■ WHAT TO DO:
A word-for-word repeat of all the data is the goal.

■ DATA:
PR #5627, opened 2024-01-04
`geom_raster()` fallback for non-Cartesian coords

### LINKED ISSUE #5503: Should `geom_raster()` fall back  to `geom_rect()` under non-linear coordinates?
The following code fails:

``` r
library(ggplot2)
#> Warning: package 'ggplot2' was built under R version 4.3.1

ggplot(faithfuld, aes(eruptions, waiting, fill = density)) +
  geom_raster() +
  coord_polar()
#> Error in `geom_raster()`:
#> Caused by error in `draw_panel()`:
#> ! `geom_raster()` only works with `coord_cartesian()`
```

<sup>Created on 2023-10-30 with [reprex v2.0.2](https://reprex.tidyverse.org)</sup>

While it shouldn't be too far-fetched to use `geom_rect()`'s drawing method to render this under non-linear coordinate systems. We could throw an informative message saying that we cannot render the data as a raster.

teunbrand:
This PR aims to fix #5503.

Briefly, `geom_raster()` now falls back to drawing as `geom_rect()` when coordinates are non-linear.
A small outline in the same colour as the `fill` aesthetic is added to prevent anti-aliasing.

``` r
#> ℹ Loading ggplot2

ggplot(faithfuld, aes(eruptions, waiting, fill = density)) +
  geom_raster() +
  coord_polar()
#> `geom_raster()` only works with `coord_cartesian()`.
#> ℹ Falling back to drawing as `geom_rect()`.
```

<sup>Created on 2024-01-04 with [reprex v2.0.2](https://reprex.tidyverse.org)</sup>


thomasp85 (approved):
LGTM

■ YOUR RESPONSE:
PR #5627, opened 2024-01-04
`geom_raster()` fallback for non-Cartesian coords

### LINKED ISSUE #5503: Should `geom_raster()` fall back  to `geom_rect()` under non-linear coordinates?
The following code fails:

``` r
library(ggplot2)
#> Warning: package 'ggplot2' was built under R version 4.3.1

ggplot(faithfuld, aes(eruptions, waiting, fill = density)) +
  geom_raster() +
  coord_polar()
#> Error in `geom_raster()`:
#> Caused by error in `draw_panel()`:
#> ! `geom_raster()` only works with `coord_cartesian()`
```

<sup>Created on 2023-10-30 with [reprex v2.0.2](https://reprex.tidyverse.org)</sup>

While it shouldn't be too far-fetched to use `geom_rect()`'s drawing method to render this under non-linear coordinate systems. We could throw an informative message saying that we cannot render the data as a raster.

teunbrand:
This PR aims to fix #5503.

Briefly, `geom_raster()` now falls back to drawing as `geom_rect()` when coordinates are non-linear.
A small outline in the same colour as the `fill` aesthetic is added to prevent anti-aliasing.

``` r
#> ℹ Loading ggplot2

ggplot(faithfuld, aes(eruptions, waiting, fill = density)) +
  geom_raster() +
  coord_polar()
#> `geom_raster()` only works with `coord_cartesian()`.
#> ℹ Falling back to drawing as `geom_rect()`.
```

<sup>Created on 2024-01-04 with [reprex v2.0.2](https://reprex.tidyverse.org)</sup>


thomasp85 (approved):
LGTM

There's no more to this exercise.